Big Switch Networks is regarded as a key player in the burgeoning software-defined network (SDN) market, but this did not stop it from leaving the open-source OpenDaylight Project it helped found only two months ago.
In a 5 June post on Big Switch’s blog, CEO Guido Appenzeller said the project’s decision to merge the software-defined network (SDN) controller technologies from Big Switch and Cisco Systems to create a common controller confirmed fears that his company had that OpenDaylight would be driven by big vendors rather than what was best for the industry.
“Thinking about this long and hard, it became clear to us that this isn’t a foundation that we can build on,” Appenzeller wrote.
Big Switch’s departure comes a day after several other vendors – including Cyan, Huawei, Plexxi, Radware and Inocybe Technologies joined the consortium.
OpenDaylight, being run under the auspices of the Linux Foundation, joined a number of other community-based SDN projects run by such groups as the Open Networking Foundation (ONF) and Open Compute Project.
However, from its launch in April, there has been scepticism about the validity of OpenDaylight – including from Big Switch officials – because of the involvement of such big networking vendors as Cisco and IBM. In an interview with eWEEK before the company announced it was stepping down from the project, Jason Matlof, vice president of marketing at Big Switch, said OpenDaylight was a “big question mark” because of Cisco’s involvement.
“If the industry is interested in open source and open standards in networking, do we really trust Cisco with this?” Matlof asked.

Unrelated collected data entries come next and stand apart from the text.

PR #168, opened 2023-07-31
refactor exception handling

andlaus:
These changes make it possible to continue the program execution if a deviation from the ODX specification was detected or a hard-coded assumption was violated. (If any of this happens, the behavior after that point is undefined.) The new mechanism consists of the following parts:

- The `odxtools.exceptions.strict_mode` variable indicates whether program execution should be attempted to be continued if a violation is detected or not. The default is to not continue. Switching to non-strict mode can be achieved using
  ```python
  import odxtools

  odxtools.exceptions.strict_mode = False
  ```
- The `odxraise()` function raises an exception in strict mode and does nothing in non-strict mode. For type checkers, it looks like it always raises an exception.
- The `odxassert()` function is very similar to the build-in `assert`  statement, except that if the asserted condition is not met and if odxtools is in non-strict mode, program execution will continue. Unfortunately, this does not work well with type checkers as these do not consider the internal behavior of functions, so `assert` statements which's purpose is to narrow the type of a given object for the benefit of type checkers must be replaced by `if...odxraise()` constructs. E.g.
  ```python
  # prevent mypy from complaining
  assert isinstance(x, int)
  ```
  becomes
  ```python
  # prevent mypy from complaining
  if not isinstance(x, int): odxraise()
  ```
- In strict mode, the `odxrequire()` function raises an exception if its argument is `None`, in all other cases it passes through its argument without modifications. This allows to conveniently ensure that a given object was specified whilst convincing type checkers that it is not `None`. E.g., ensuring that a `SHORT-NAME` exists for an `ElementTree` node can be achieved using
  ```python
  ```

### DIFF
--- a/README.md
+++ b/README.md
@@ -200,6 +200,30 @@ python3 -m odxtools list -a "$YOUR_PDX_FILE"
   # -> decoded response: [session()]
   ```
 
+## Using the non-strict mode
+
+By default, odxtools raises exceptions if it suspects that it cannot
+fulfill a requested operation correctly. For example, if the dataset
+it is instructed to load is detected to be not conformant with the ODX
+specification, or if completing the operation requires missing
+features of odxtools. To be able to deal with such cases, odxtools
+provides a "non-strict" mode where such issues are ignored, but where
+the results are undefined. The following snippet shows how to instruct
+odxtools to load a non-conforming file in non-strict mode, and after
+this is done, enables the safety checks again:
+
+  ```python
+  import odxtools
+
+  [...]
+
+  odxtools.exceptions.strict_mode = False
+  botched_db = odxtools.load_file("my_non-conforming_database.pdx")
+  odxtools.exceptions.strict_mode = True
+
+  [...]
+  ```
+
 ## Interactive Usage
 
 ### Python REPL
--- a/examples/somersaultecu.py
+++ b/examples/somersaultecu.py
@@ -647,7 +647,8 @@ somersault_positive_responses = {
                         description=None,
                         diag_coded_type=somersault_diagcodedtypes["uint8"],
                         byte_position=0,
-                        coded_value=uds.positive_response_id(SID.ForwardFlip.value),  # type: ignore
+                        coded_value=uds.positive_response_id(
+                            SID.ForwardFlip.value),  # type: ignore[attr-defined]
                         bit_position=None,
                         sdgs=[],
                     ),
--- a/odxtools/admindata.py
+++ b/odxtools/admindata.py
@@ -100,8 +100,6 @@ class CompanyRevisionInfo:
 
     @property
     def company_data(self) -> CompanyData:
-        if self._company_data is None:
-            odxraise()
         return self._company_data
 
     @staticmethod
--- a/odxtools/admindata.py
+++ b/odxtools/admindata.py
@@ -5,6 +5,7 @@ from typing import TYPE_CHECKING, Any, Dict, List, Optional
 from xml.etree import ElementTree
 
 from .companydata import CompanyData, TeamMember
+from .exceptions import odxraise, odxrequire
 from .nameditemlist import NamedItemList
 from .odxlink import OdxDocFragment, OdxLinkDatabase, OdxLinkId, OdxLinkRef
 from .specialdata import SpecialDataGroup, create_sdgs_from_et
@@ -33,8 +34,8 @@ class CompanyDocInfo:
     def from_et(et_element: ElementTree.Element,
                 doc_frags: List[OdxDocFragment]) -> "CompanyDocInfo":
         # the company data reference is mandatory
-        company_data_ref = OdxLinkRef.from_et(et_element.find("COMPANY-DATA-REF"), doc_frags)
-        assert company_data_ref is not None
+        company_data_ref = odxrequire(
+            OdxLinkRef.from_et(et_element.find("COMPANY-DATA-REF"), doc_frags))
         team_member_ref = OdxLinkRef.from_et(et_element.find("TEAM-MEMBER-REF"), doc_frags)
         doc_label = et_element.findtext("DOC-LABEL")
         sdgs = create_sdgs_from_et(et_element.find("SDGS"), doc_frags)
@@ -99,15 +100,16 @@ class CompanyRevisionInfo:
 
     @property
     def company_data(self) -> CompanyData:
-        assert self._company_data is not None
+        if self._company_data is None:
+            odxraise()
         return self._company_data
 
     @staticmethod
     def from_et(et_element: ElementTree.Element,
                 doc_frags: List[OdxDocFragment]) -> "CompanyRevisionInfo":
 
-        company_data_ref = OdxLinkRef.from_et(et_element.find("COMPANY-DATA-REF"), doc_frags)
-        assert company_data_ref is not None
+        company_data_ref = odxrequire(
+            OdxLinkRef.from_et(et_element.find("COMPANY-DATA-REF"), doc_frags))
         revision_label = et_element.findtext("REVISION_LABEL")
         state = et_element.findtext("STATE")
 
@@ -148,8 +150,7 @@ class DocRevision:
         team_member_ref = OdxLinkRef.from_et(et_element.find("TEAM-MEMBER-REF"), doc_frags)
         revision_label = et_element.findtext("REVISION-LABEL")
         state = et_element.findtext("STATE")
-        date = et_element.findtext("DATE")
-        assert date is not None
+        date = odxrequire(et_element.findtext("DATE"))
         tool = et_element.findtext("TOOL")
 
         crilist = [
--- a/odxtools/companydata.py
+++ b/odxtools/companydata.py
@@ -4,6 +4,7 @@ from dataclasses import dataclass, field
 from typing import TYPE_CHECKING, Any, Dict, List, Optional
 from xml.etree import ElementTree
 
+from .exceptions import odxrequire
 from .nameditemlist import NamedItemList
 from .odxlink import OdxDocFragment, OdxLinkDatabase, OdxLinkId
 from .specialdata import SpecialDataGroup, create_sdgs_from_et
@@ -148,19 +149,12 @@ class TeamMember:
 
     @staticmethod
     def from_et(et_element: ElementTree.Element, doc_frags: List[OdxDocFragment]) -> "TeamMember":
-        odx_id = OdxLinkId.from_et(et_element, doc_frags)
-        assert odx_id is not None
-        short_name = et_element.findtext("SHORT-NAME")
-        assert short_name is not None
+        odx_id = odxrequire(OdxLinkId.from_et(et_element, doc_frags))
+        short_name = odxrequire(et_element.findtext("SHORT-NAME"))
         long_name = et_element.findtext("LONG-NAME")
         description = create_description_from_et(et_element.find("DESC"))
 
-        roles = list()
-        if (roles_elem := et_element.find("ROLES")) is not None:
-            for role_elem in roles_elem.iterfind("ROLE"):
-                role = role_elem.text
-                assert role is not None
-                roles.append(role)
+        roles = [odxrequire(role_elem.text) for role_elem in et_element.iterfind("ROLES/ROLE")]
 
         department = et_element.findtext("DEPARTMENT")
         address = et_element.findtext("ADDRESS")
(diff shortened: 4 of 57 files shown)


README.md
```diff
@@ -200,6 +200,30 @@ python3 -m odxtools list -a "$YOUR_PDX_FILE"
...
+this is done, enables the safety checks again:
+
+  ```python
+  import odxtools
+
+  [...]
+
+  odxtools.exceptions.strict_mode = False
+  botched_db = odxtools.load_file("my_non-conforming_database.pdx")
+  odxtools.exceptions.strict_mode = True
```
kayoub5, line 222: To avoid issues with threads and changing global variables side effect, it would be better to either 
* Make `strict_mode` an argument to `load_file`
* Use https://docs.python.org/3/library/warnings.html with default error for OdxWarning, and users can change behavior using https://docs.python.org/3/library/warnings.html#warning-filter

odxtools/admindata.py
```diff
@@ -99,15 +100,16 @@ class CompanyRevisionInfo:
 
     @property
     def company_data(self) -> CompanyData:
-        assert self._company_data is not None
+        if self._company_data is None:
+            odxraise()
         return self._company_data
```
kayoub5, line 105: Company data is a required element in XML?

odxtools/utils.py
```diff
@@ -34,8 +36,7 @@ def short_name_as_id(obj: Any) -> str:
     prepends an underscore to such such shortnames.
     """
 
-    sn = obj.short_name
-    assert isinstance(sn, str)
+    sn: str = odxrequire(obj.short_name)
```
kayoub5, line 39: checking something is not None and something is string is not the same thing

examples/somersaultecu.py
```diff
@@ -1780,7 +1781,7 @@ class SomersaultSID(IntEnum):
                 ProgCode(
                     code_file="jobs.jar",
                     encryption=None,
-                    syntax="JAR",
+                    syntax=ProgCodeSyntax.JAR,
```
kayoub5, line 1784: Unrelated to PR

odxtools/companydata.py
```diff
@@ -148,19 +149,12 @@ class TeamMember:
 
     @staticmethod
     def from_et(et_element: ElementTree.Element, doc_frags: List[OdxDocFragment]) -> "TeamMember":
-        odx_id = OdxLinkId.from_et(et_element, doc_frags)
-        assert odx_id is not None
-        short_name = et_element.findtext("SHORT-NAME")
-        assert short_name is not None
+        odx_id = odxrequire(OdxLinkId.from_et(et_element, doc_frags))
+        short_name = odxrequire(et_element.findtext("SHORT-NAME"))
```
kayoub5, line 153: odxrequire checks that element is not None, but an empty string is not None, but is still not a valid short_name

odxtools/exceptions.py
```diff
@@ -1,13 +1,14 @@
 # SPDX-License-Identifier: MIT
 # Copyright (c) 2022 MBition GmbH
 import warnings
+from typing import TYPE_CHECKING, NoReturn, Optional, Type, TypeVar
 
 
 class OdxError(Exception):
```
kayoub5, line 7:
```suggestion
class OdxError(Warning, Exception):
```

odxtools/exceptions.py
```diff
@@ -19,5 +20,61 @@ class OdxWarning(Warning):
     """Any warning that happens during interacting with diagnostic objects."""
 
 
-# Mark DecodeError warnings as errors by default
+# Mark DecodeError and EncodeErrpr warnings as errors by default
 warnings.simplefilter("error", DecodeError)
+warnings.simplefilter("error", EncodeError)
```
kayoub5, line 25:
```suggestion
warnings.simplefilter("error", EncodeError)
warnings.simplefilter("error", OdxError)
```

odxtools/exceptions.py
```diff
@@ -19,5 +20,61 @@ class OdxWarning(Warning):
...
+    """
+    Raise an exception but only if in strict mode.
+
+    Also, convince type checkers that the exception is always raised.
+    """
+    if TYPE_CHECKING or strict_mode:
+        if message is None:
+            raise error_type()
+        else:
+            raise error_type(message)
```
kayoub5, line 45: Current approach will make all error appear as if they originated here, caller should be the one where the first line number show up, use `stacklevel` argument to reflect this
```suggestion
            warnings.warn(message, error_type, stacklevel=2)
```

odxtools/exceptions.py
```diff
@@ -19,5 +20,61 @@ class OdxWarning(Warning):
...
+
+#: Specify whether violations of the ODX specification or failed
+#: assumptions in the ODX library code should cause the routine in
+#: question to abort or whether it should continue anyway. Be aware that
+#: in non-strict mode, the behavior of odxtools is undefined and it
+#: might start eating children...
+strict_mode = True
+
+
+def odxraise(message: Optional[str] = None, error_type: Type[Exception] = OdxError) -> NoReturn:
```
kayoub5, line 35: message should always be included, without a message, it would be very difficult to know what went wrong

Not all applications preserve the call stack.

odxtools/nameditemlist.py
```diff
@@ -69,10 +66,19 @@ def append(self, item: T):
...
         return self._list.sort(key=key, reverse=reverse)
 
-    def __contains__(self, x) -> bool:
+    def keys(self) -> Iterable[str]:
+        return self.__dict__.keys()
+
+    def values(self) -> Iterable[T]:
+        return self.__dict__.values()
+
+    def items(self) -> Iterable[Tuple[str, T]]:
```
kayoub5, line 78: * You re-invented the dict, subclass `collections.UserDict` instead
* Those changes are not related to original PR, please move them to their own PR

odxtools/nameditemlist.py
```diff
@@ -69,10 +66,19 @@ def append(self, item: T):
             else:
                 tmp = f"{item_name}_{i}"
 
-    def sort(self, key=None, reverse=False):
+    def sort(self, key: Optional[Callable[[T], str]] = None, reverse: bool = False):
         return self._list.sort(key=key, reverse=reverse)
 
-    def __contains__(self, x) -> bool:
+    def keys(self) -> Iterable[str]:
```
kayoub5, line 72: What happens if someone have a parameter called "keys" ?

README.md
andlaus: I considered this, but that would mean to drag the `strict` argument through to all constructors, `from_et()` functions and `odxraise()`, `odxassert()` and `odxrequire()` making them *very* clunky IMO. Also, I came to the conclusion that using one thread in strict mode and another in non-strict mode is quite a corner case...

> Use https://docs.python.org/3/library/warnings.html with default error for OdxWarning, and users can change behavior using https://docs.python.org/3/library/warnings.html#warning-filter

does this work with type checking? (making mypy happy is the reason for most of these assertations...)

odxtools/admindata.py
andlaus: within COMPANY-REVISON-INFO, yes: COMPANY-DATA-REF is mandatory and if the reference is not resolved, the object has not been properly initialized. the check should IMO be removed, though: we will get an `AttributeException` if something went wrong, but on most occasions where the same pattern applies we do not check for this either. (that said, this would categorize as drive-by fix. ;))

odxtools/companydata.py
andlaus: yes, ensuring that all content strings of the XML are valid would be another (quite large) PR because this would affect a substantial part of the XML tags containing "primitive" objects. I tried not to commingle too much into one here. (I did not always succeed.)

README.md
kayoub5: * Yes it works with type checking
* I left you a few review comments on how it should look like in `odxtools/exceptions.py`, the only change from your current code would be

Usage for end user
```py
  with warnings.filterwarnings("ignore", OdxError): # Could be "once", "default", "always"
      botched_db = odxtools.load_file("my_non-conforming_database.pdx")
```

examples/somersaultecu.py
andlaus: true. It's IMO too small to warrant its own PR, so I at least moved this into a separate patch...

README.md
andlaus: ok, I'll have a look. BTW: this also seems to basically be a global variable to me?

odxtools/exceptions.py
andlaus: I agree in principle, but that would be *a lot* of work. For now, the primary intention is to be able to look in a debugger what went wrong...

odxtools/exceptions.py
andlaus: > use stacklevel argument to reflect this

thanks for the hint, I wasn't aware of this so far :)

odxtools/nameditemlist.py
andlaus: it must be accessed via `.keys_` (same as python keywords like `None`, `global`, etc ...)

odxtools/nameditemlist.py
andlaus: Good point, but this class is also (primarily?) a list, so it also needs to inherit from `UserList`. I thus tried

```python
class NamedItemList(UserDict[str, T], UserList[T]):
  [...]
```

But this produced mypy errors a la
```
odxtools/nameditemlist.py:11: error: Definition of "data" in base class "UserDict" is incompatible with definition in base class "UserList"  [misc]
```

any idea?

odxtools/utils.py
andlaus: good point. fixed.

odxtools/nameditemlist.py
kayoub5: Could you move those changes to their own PR? we can discuss there possible solutions

odxtools/nameditemlist.py
kayoub5: But `keys` is not a keyword

README.md
andlaus: I now have an (almost) working version of this, but I've got very mixed feelings: On one hand, it feels more standard to do this using the `warnings` module, on the other hand, it is much more brittle because the unit testing modules (`unittest` and `pytest`) seem to regard the `warnings` module as their personal property and thus mess with it pretty freely. In particular `unittest`: It modifies `warnings`'s filters *by default*, and one explicitly has to  tell it to leave `warnings` alone (i.e., `unittest.main(warnings=???)`. unfortunately, I haven't yet figured out what it expects for the `warnings` argument). `pytest` is a bit less offensive as it only messes with the filters if its config says so. (ours currently does which confused me for quite a while.)

@kayoub5: Do you think going the `warnings` route is worth it  anyway? if yes, do you know how to convince `unittests` to leave the filters of `warnings` alone?

odxtools/exceptions.py
```diff
@@ -38,11 +32,13 @@ def odxraise(message: Optional[str] = None, error_type: Type[Exception] = OdxErr
...
-            raise error_type()
-        else:
-            raise error_type(message)
+    if TYPE_CHECKING:
+        raise error_type()
+
+    if message is None:
+        warnings.warn("ODX conformity error detected", error_type, stacklevel=2)
+    else:
+        warnings.warn(message, error_type, stacklevel=2)
```
kayoub5, line 41: Wrappers of `odxraise`, such as `odxassert` and `odxrequire` need a different stacklevel=3

odxtools/nameditemlist.py
andlaus: done. I figured that the patch can be removed completely. the `ProgCodeSyntax` patch now gets its separate PR...

README.md
andlaus: > Can be provided in the unittest.main https://python.readthedocs.io/en/stable/library/unittest.html#unittest.main

yes, but what must it be set to? setting `warning="error"` will break some tests because some currently non-fatal warnings will become raised exceptions, whilst setting it to "ignore" (or not specifying it at all) makes those tests fail which expect an `OdxError` to be raised. (The `unittest` module seems to always set some catch-all warning filters and it seems like it cannot be instructed to leave these filters alone...)

tl;dr: I think we should stick with a "custom" global variable instead of trying to use that of the `warnings` module, at least for now...

kayoub5: You can specify per type `error::OdxError`

See https://docs.python.org/3/library/warnings.html#default-warning-filter

andlaus: yes, but not with `unittest` (at least not without some severe hack), because `unittest` always adds some catch-all filters to the beginning of the list...

Problems like this are probably the reason why global variables ought to be avoided (i.e., multiple separate parts of the code fighting for supremacy over it)...

kayoub5: Rest of the code looks OK, if you think that using `warnings` is not worth the effort, then LGTM

kayoub5: > yes, but not with unittest (at least not without some severe hack), because unittest always adds some catch-all filters to the beginning of the list...

That's one of the many reasons people abandoned unittest and switched to pytest

andlaus: okay, let's get this merged then. Note that the same issue can happen with user code that using odxtools: if it modifies the filters of `warnings`, and if we relied `warnings` for controlling odxtools' behavior, the side effects could be very non-intuitive.

if you want to have a look at this issue yourself, check out [this branch](https://github.com/andlaus/odxtools/tree/WIP)...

Others had echoed Matlof’s sentiment. Gartner analyst Mark Fabbi said that the “ulterior motive for Cisco is to gain a voice in SDN, which they didn’t have before,” while Bethany Mayer, senior vice president and general manager of HP Networking, stressed the importance of true openness in SDN in everything from the controller to the northbound and southbound interfaces.
“Those have to remain open and we cannot allow [vendor lock-in] to happen, because then innovation will die, and we just can’t have that in the networking industry right now,” Mayer told eWEEK last month.